RECORDS FOR THE TASK:
= Beginning of Section =
PR #595, opened 2020-02-20
Add back shopper impersonation banner

mwan-ep:
Description:

This adds back the shopper impersonation banner into the reference store as the component that used the shopper impersonation banner is no longer being used. 

Linting:

- [x] No linting errors

Component Updates:

Tests:

- [x] Manual tests

Documentation:

### DIFF
--- a/src/components/src/AppHeader/appheader.main.less
+++ b/src/components/src/AppHeader/appheader.main.less
@@ -41,6 +41,15 @@
     fill: @mainTextColor;
   }
 
+  .impersonation-notification {
+    height: 100%;
+    background-color: #8b1e24;
+    text-align: center;
+    color: @mainNavigationColor;
+    padding: 2px 0;
+    font-weight: 700;
+  }
+
   .main-container {
     position: relative;
     min-height: 60px;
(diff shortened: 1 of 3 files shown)


src/components/src/AppHeader/appheader.main.less
```diff
@@ -41,6 +41,15 @@
     fill: @mainTextColor;
   }
 
+  .impersonation-notification {
+    height: 100%;
+    background-color: #8b1e24;
```
shaunmaharaj: Now that we're re-visiting this, where does this color code come from? It's not currently in line with our color palette. 

Will merge this for now since it's needed.

maennis-ep: shopping-impersonation-notification

Here is a picture of the banner.  I am not sure where the color originally came from, but we are totally open to changing it.  At the very least we should probably move it to common.less

mwan-ep: When the idea of having a shopper impersonation banner was introduced, the criteria was to have a red banner so it was very obvious this was shopper impersonation. I picked this shade of red myself, but open to changing the colour. I agree this should be moved to `common.less`

PR #597, opened 2020-02-21
Added support for Netlify builds

dusanradovanovic:
Description:

Added basic scripts required to enable Netlify CI/CD integration. Testing on Netlify is commented out at this moment since it was unstable.

Linting:

- [x] No linting errors

Component Updates:

Tests:

- [x] Manual tests

Documentation:

### DIFF
--- a/package.json
+++ b/package.json
@@ -93,7 +93,8 @@
   "scripts": {
     "start": "BROWSER=none node scripts/start.js",
     "build": "node scripts/build.js",
-    "build-components" : "cd src/components && yarn build",
+    "netlifybuild": "./netlifybuild.sh",
+    "build-components": "cd src/components && yarn build",
     "test": "node scripts/test.js src/test",
     "lint": "eslint ./src/**/*.js --max-warnings=0 --format=codeframe",
     "deploy": "aws s3 sync build/ s3://ref-store-new",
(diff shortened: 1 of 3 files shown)


shaunmaharaj:
Thanks @dusanradovanovic! We'll need to update our docs to mention this as well as give guidance on how it can be setup if a consumer wanted to use. 

What scope/back-end is being populated by Netlify currently for the environments that are setup?

aChanEP:
Are there any manual tests I can do with netlify before merging?

package.json
```diff
@@ -133,6 +134,7 @@
     "eslint-config-airbnb": "^17.1.1",
     "eslint-import-resolver-webpack": "^0.11.1",
     "eslint-plugin-header": "^3.0.0",
+    "http-server": "^0.12.1",
```
aChanEP: Is this a necessary dependancy for netlify?

dusanradovanovic: It is necessary in order to run tests during build. Test running is currently commented out in `netlifybuild.sh` since it was kind of hacky and seemed unstable but I left the dependancy just in case we want to re-enable it.

dusanradovanovic:
@shaunmaharaj I've enabled redirects on Netlify side which you can see in `_redirects` file. It's their syntax that mimics what nginx did for us previously. This way we don't use any vars on Netlify side and it can be changed for different branches by editing this file. It's currently pointing to https://reference.epdemos.com.

PR #601, opened 2020-02-24
Added max-lines-per-function linting rule to project

rostyk-kanafotskyy:
Description:

Linting:

- [ ] No linting errors

Component Updates:

Tests:

- [ ] Manual tests

Documentation:


src/ep.config.json
```diff
@@ -1,8 +1,8 @@
 {
   "cortexApi": {
     "path": "/cortex",
-    "scope": "vestri",
```
aChanEP: revert to OOTB ep.config.json values.

src/utils/Cortex.ts
```diff
@@ -26,6 +26,77 @@ import { ErrorInlet } from '../components/src/utils/MessageContext';
 
 import * as Config from '../ep.config.json';
 
+function getErrorMessages(data) {
```
aChanEP: yes! more functions pls!

.eslintrc.json
```diff
@@ -19,5 +19,16 @@
...
-  }
+  },
+  "rules": {
+    "max-lines-per-function": ["error"]
+  },
+  "overrides": [
+    {
+      "files": ["src/components/**", "src/containers/**"],
+      "rules": {
+        "max-lines-per-function": ["error", 120]
```
aChanEP: I think we should use the recommended 50 lines max per function.  But omit any functions having to do with rendering.  Thoughts? @shaunmaharaj  @rostyk-kanafotskyy

Use this exemption here.
// eslint-disable-next-line max-lines-per-function

shaunmaharaj: @aChanEP That's a good point, but I believe we have functions with more than 50 lines too and it could be a pain to refactor them all due to the multiple conditions we support.

I'm good with 120 as max lines for now, and we can clean up more once the time comes to integrate Cortex JS

aChanEP: works for me! could be wasted work once the CortexJs comes in.

.eslintrc.json
```diff
@@ -19,5 +19,16 @@
...
       }
     }
-  }
+  },
+  "rules": {
+    "max-lines-per-function": ["error"]
+  },
+  "overrides": [
+    {
+      "files": ["src/components/**", "src/containers/**"],
```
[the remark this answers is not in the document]
rostyk-kanafotskyy: Great catch, fixing it 🙂 
Thank you @aChanEP

aChanEP:
FYI i will be taking over this task!

PR #624, opened 2020-03-04
Fix/add names to attributes in dataset

aChanEP:
Description:

Adds names to catalog attributes in both english and spanish.  This is the root cause of import issues that education is facing.  Check with Nagesh for more information on this issue.

https://elasticpath.atlassian.net/browse/DEVOPS-2125.

Linting:

- [x] No linting errors

Component Updates:

Tests:

- [x] Manual tests

Import this dataset and check that all catalog attributes have names in both spanish and english

Documentation:


shaunmaharaj:
Thank you for jumping in to fix this @aChanEP 👍 
We'll wait on the test confirmation before merging this

aChanEP:
> Thank you for jumping in to fix this @aChanEP 👍
> We'll wait on the test confirmation before merging this

sounds good!

PR #633, opened 2020-03-12
Add custom action in AR quick look

yulia-dnistrian:
Description:

Linting:

- [x] No linting errors

Component Updates:

Tests:

- [x] Manual tests

Documentation:


src/ep.config.json
```diff
@@ -54,7 +54,7 @@
   "gaTrackingId": "",
   "arKit": {
     "enable": true,
-    "skuArImagesUrl": "https://s3.amazonaws.com/referenceexp/ar/%sku%.usdz"
+    "skuArImagesUrl": "https://s3.amazonaws.com/referenceexp/ar/%sku%.usdz#callToAction=Add%20to%20cart&checkoutTitle=%title%&checkoutSubtitle=%description%&price=%price%"
```
shaunmaharaj: Can we append this to the usdz in our code instead of at the config level? Will keep things cleaner and maintain configs much easier.

src/components/src/ProductDisplayItem/productdisplayitem.main.tsx
```diff
@@ -625,6 +640,12 @@ class ProductDisplayItemMain extends Component<ProductDisplayItemMainProps, Prod
       slidesToScroll: 1,
     };
 
+    const skuArImagesUrl = Config.arKit.skuArImagesUrl
```
shaunmaharaj: This is where we can directly append those configs that you had. Should help keep things cleaner and more dynamic for the implementation 😃

src/components/src/ProductDisplayItem/productdisplayitem.main.tsx
```diff
@@ -607,8 +615,15 @@ class ProductDisplayItemMain extends Component<ProductDisplayItemMainProps, Prod
       vrMode,
       vrFileExists,
       multiImages,
+      detailsProductData,
     } = this.state;
 
+    const productDescription = detailsProductData ? detailsProductData[0]['display-value'].split('. ', 1)[0] : '';
```
shaunmaharaj: Have you seen a case where `display-value` is undefined or null? Could an error get thrown here?

src/components/src/ProductDisplayItem/productdisplayitem.main.tsx
```diff
@@ -607,8 +615,15 @@ class ProductDisplayItemMain extends Component<ProductDisplayItemMainProps, Prod
...
+
+    const { listPrice, itemPrice } = this.extractPrice(productData);
+
+    const price = listPrice !== itemPrice ? listPrice : itemPrice;
```
shaunmaharaj: nice check! 😃

src/ep.config.json
shaunmaharaj: If we move it to our code, we'll need to externalize the "Add to cart" string into the locale files as well

src/components/src/ProductDisplayItem/productdisplayitem.main.tsx
```diff
@@ -502,6 +502,14 @@ class ProductDisplayItemMain extends Component<ProductDisplayItemMainProps, Prod
     this.setState({ detailsProductData });
   }
 
+  handleArLinkClick(e) {
+    e.currentTarget.addEventListener('message', (event) => {
+      if (event.data === '_apple_ar_quicklook_button_tapped') {
+        this.addToCart(event);
```
shaunmaharaj: Nice! Does this work for products that require configurations? Ex. If the product requires line item modifiers to be set, or some config, will this still fire?

My suggestion is to only show the "add to cart" view if the addtocartaction is available, and it's available. We can selectively pass the "calltoaction" only under the following conditions `{availability && productData._addtocartform}`. That should give us a clue to whether we can add the item to cart in this view.

src/ep.config.json
shaunmaharaj: Since the descriptions get cut off, it may be helpful to make the box larger using `customHeight=large`

src/components/src/ProductDisplayItem/productdisplayitem.main.tsx
shaunmaharaj: This isn't quite displaying the description. I'm seeing in the Netlify deploy that it's pulling all attributes. We'll only want to display the price and first sentence of the description. Currently it's showing "True", which is the first attribute returned, whereas the description is the second attribute. 

IMG_0850

PR #647, opened 2020-03-20
RS-731 Fixes in Req list

petro97:
Description:

Linting:

- [x] No linting errors

Component Updates:

Tests:

- [x] Manual tests

Documentation:

### DIFF
--- a/src/containers/b2b/RequisitionPageMain.tsx
+++ b/src/containers/b2b/RequisitionPageMain.tsx
@@ -639,7 +639,6 @@ class RequisitionPageMain extends Component<RouteComponentProps<RequisitionPageM
                             item={product}
                             hideAvailabilityLabel
                             isTableView
-                            onRemove={() => this.loadRequisitionListData(true)}
                             key={product._item[0]._code[0].code}
                             onCheck={() => { this.handleCheck(product); }}
                             isChosen={isProductChecked(product)}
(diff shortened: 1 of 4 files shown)


src/tests/e2e/wishlist.test.js
```diff
@@ -96,7 +96,7 @@ describe('Wishlist', () => {
   test('Remove wishlist item', async () => {
     const browser = await puppeteer.launch({
       args: ['--no-sandbox'],
-      slowMo: 30,
+      slowMo: 120,
```
shaunmaharaj: This might run successfully locally, but would timeout in Jenkins since the total test timeout is relatively slow.

src/containers/b2b/RequisitionPageMain.tsx
```diff
@@ -639,7 +639,6 @@ class RequisitionPageMain extends Component<RouteComponentProps<RequisitionPageM
                             item={product}
                             hideAvailabilityLabel
                             isTableView
-                            onRemove={() => this.loadRequisitionListData(true)}
```
shaunmaharaj: Where is the new Req List data being refreshed then upon remove?

petro97: @shaunmaharaj 
in cart.lineItem component on remove item is called `handleRemoveBtnClicked()` function where called handleQuantityChange() that is the same onRemove(). So the onRemove() isn't neccesery prop for Req list

PR #651, opened 2020-03-23
Removed component initialization and started importing intl from library.

dusanradovanovic:
Description:

This is the first part of a two part refactor. In this part I removed `intl` object from `getConfig()` and started importing it in components directly from library. `getConfig()` also now returns inlined epConfig object and does not require initialization anymore.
= End of Section =
DIRECTIONS: Restate word for word the entries above, starting at the line with "Will merge this for now since it's needed." and ending at the line with "Here is a picture", inclusive, and no others.

RESPONSE:
Will merge this for now since it's needed.

maennis-ep: shopping-impersonation-notification

Here is a picture of the banner.  I am not sure where the color originally came from, but we are totally open to changing it.  At the very least we should probably move it to common.less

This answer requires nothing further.